Now, it is possible to visualize the open.pdb in VMD, together with the situs map CG_closed.sit. The structure of adenylate kinase in the open state is shifted from the map, so the initial rigid body fitting step with colores is necessary:

# Perform rigid-body fitting using SITUS
$ /home/user/Situs_3.1/bin/colores ../01_CG_emmap/CG_closed.sit open.pdb -res 5 -nprocs 4

This calculation results in 7 new col_*.pdb files with fitted structures. For further calculations, we should choose the structure with the highest cross-correlation coefficient (c.c.) between the fitted structure and simulated densities:

# Check the c.c. value in the obtained PDB files
$ grep "Unnormalized correlation coefficient:" col_*.pdb
col_best_001.pdb:REMARK    Unnormalized correlation coefficient: 0.709285
col_best_002.pdb:REMARK    Unnormalized correlation coefficient: 0.614500
col_best_003.pdb:REMARK    Unnormalized correlation coefficient: 0.601603
col_best_004.pdb:REMARK    Unnormalized correlation coefficient: 0.590259
col_best_005.pdb:REMARK    Unnormalized correlation coefficient: 0.590186
col_best_006.pdb:REMARK    Unnormalized correlation coefficient: 0.580958
col_best_007.pdb:REMARK    Unnormalized correlation coefficient: 0.562662

As a result, col_best_001.pdb will be used as the initial structure to generate the coarse-grained KB Go-model parameters. For this purpose, we will use the MMTSB Web Service, as described in details in the Tutorial 7.1: Coarse-grained MD simulation with the KB Go-model. First, we should prepare the col_best_001.pdb file for the submission to the server:

# "clean" the file by deleting the entries other than ATOM
$ grep -e "^ATOM" col_best_001.pdb  > col_best_001_edited.pdb 

Next, we submit it to the MMTSB server, with a reference tag (i.e. open). The tar-ball file is sent to your email address. We unpack it in the working directory:

# extract the tar-ball file
$ tar -xvf open.tar

To build the Go-model for simulations, several modifications have to be applied to the files from MMTSB, such as replacing the atom names. Superimposing the coordinates of molecule in GO_open.pdb file on the original coordinates submitted to the server can be done using the CA atoms positions.
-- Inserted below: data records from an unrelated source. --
PR #342, opened 2021-12-16
[ROS2] Missing dependency on tf2_eigen

Timple:
Used here: https://github.com/rst-tu-dortmund/teb_local_planner/blob/ros2-master/teb_local_planner/CMakeLists.txt#L34


corot (approved):

SteveMacenski (approved):
:+1:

Then it is possible to generate the go.psf and go.pdb files for the CG simulation using VMD. For the details, please see Tutorial 7.1. This is done with the provided setup.tcl script:

##### read pdb
mol load pdb GO_open.pdb
mol load pdb col_best_001_edited.pdb 

##### calculate the shift matrix using the CA atoms positions
set base_shifted [atomselect 0 "name CA"]
set base_original [atomselect 1 "name CA"]
set matrix [measure fit $base_shifted $base_original]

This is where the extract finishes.